-- DATA TO EXAMINE follows --

PR #20, opened 2022-06-30
Solution

YuriiKindrat:


taxi/views.py
```diff
@@ -17,3 +18,31 @@ def index(request):
     }
 
     return render(request, "taxi/index.html", context=context)
+
+
+class ManufacturerListView(generic.ListView):
+    model = Manufacturer
+    template_name = "taxi/manufacturer_list.html"
+    context_object_name = "manufacturer_list"
+    queryset = Manufacturer.objects.all()
```
Flashmobber, line 27: no need to create a queryset for this view

taxi/views.py
```diff
@@ -17,3 +18,31 @@ def index(request):
...
+    paginate_by = 2
+
+
+class CarListView(generic.ListView):
+    model = Car
+    paginate_by = 2
+    queryset = Car.objects.all().select_related("manufacturer")
```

-- DATA TO EXAMINE concluded --

WHAT IS NEEDED: Show every line from the listing that contains "ListView".

ANSWER AREA:
+class ManufacturerListView(generic.ListView):
+class CarListView(generic.ListView):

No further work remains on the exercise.